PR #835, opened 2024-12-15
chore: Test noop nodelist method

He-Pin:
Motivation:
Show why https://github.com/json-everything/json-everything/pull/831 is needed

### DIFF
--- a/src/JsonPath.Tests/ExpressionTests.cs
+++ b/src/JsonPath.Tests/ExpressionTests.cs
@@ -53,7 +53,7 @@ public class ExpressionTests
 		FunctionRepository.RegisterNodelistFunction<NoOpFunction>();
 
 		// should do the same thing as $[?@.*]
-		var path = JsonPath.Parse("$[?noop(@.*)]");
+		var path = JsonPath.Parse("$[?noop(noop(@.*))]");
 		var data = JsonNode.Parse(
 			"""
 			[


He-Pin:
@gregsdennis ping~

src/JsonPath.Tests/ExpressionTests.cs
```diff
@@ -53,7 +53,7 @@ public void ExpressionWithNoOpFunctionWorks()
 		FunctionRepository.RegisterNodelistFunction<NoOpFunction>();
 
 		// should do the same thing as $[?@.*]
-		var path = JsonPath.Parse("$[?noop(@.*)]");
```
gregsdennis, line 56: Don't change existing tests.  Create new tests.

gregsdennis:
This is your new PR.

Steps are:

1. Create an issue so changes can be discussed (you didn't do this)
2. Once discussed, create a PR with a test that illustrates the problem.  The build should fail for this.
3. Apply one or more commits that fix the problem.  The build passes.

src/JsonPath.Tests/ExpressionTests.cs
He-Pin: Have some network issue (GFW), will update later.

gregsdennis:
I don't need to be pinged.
--------------------------------------------------
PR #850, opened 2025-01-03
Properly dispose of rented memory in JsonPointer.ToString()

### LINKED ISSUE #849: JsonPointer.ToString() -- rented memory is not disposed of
--------------------------------------------------
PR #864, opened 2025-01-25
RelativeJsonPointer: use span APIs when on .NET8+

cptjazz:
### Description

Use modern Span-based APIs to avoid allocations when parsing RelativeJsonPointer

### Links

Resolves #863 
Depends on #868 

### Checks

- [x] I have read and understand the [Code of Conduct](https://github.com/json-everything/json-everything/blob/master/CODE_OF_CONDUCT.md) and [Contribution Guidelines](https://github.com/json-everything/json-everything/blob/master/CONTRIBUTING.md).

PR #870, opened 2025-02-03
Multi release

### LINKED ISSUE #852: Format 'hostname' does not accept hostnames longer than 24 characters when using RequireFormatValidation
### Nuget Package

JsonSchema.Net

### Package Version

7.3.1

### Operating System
--------------------------------------------------
● ASSIGNMENT
What lines above hold the word "gregsdennis"? Pull each one out.

● EXERCISE RESPONSE
@gregsdennis ping~
gregsdennis, line 56: Don't change existing tests.  Create new tests.
gregsdennis:
gregsdennis:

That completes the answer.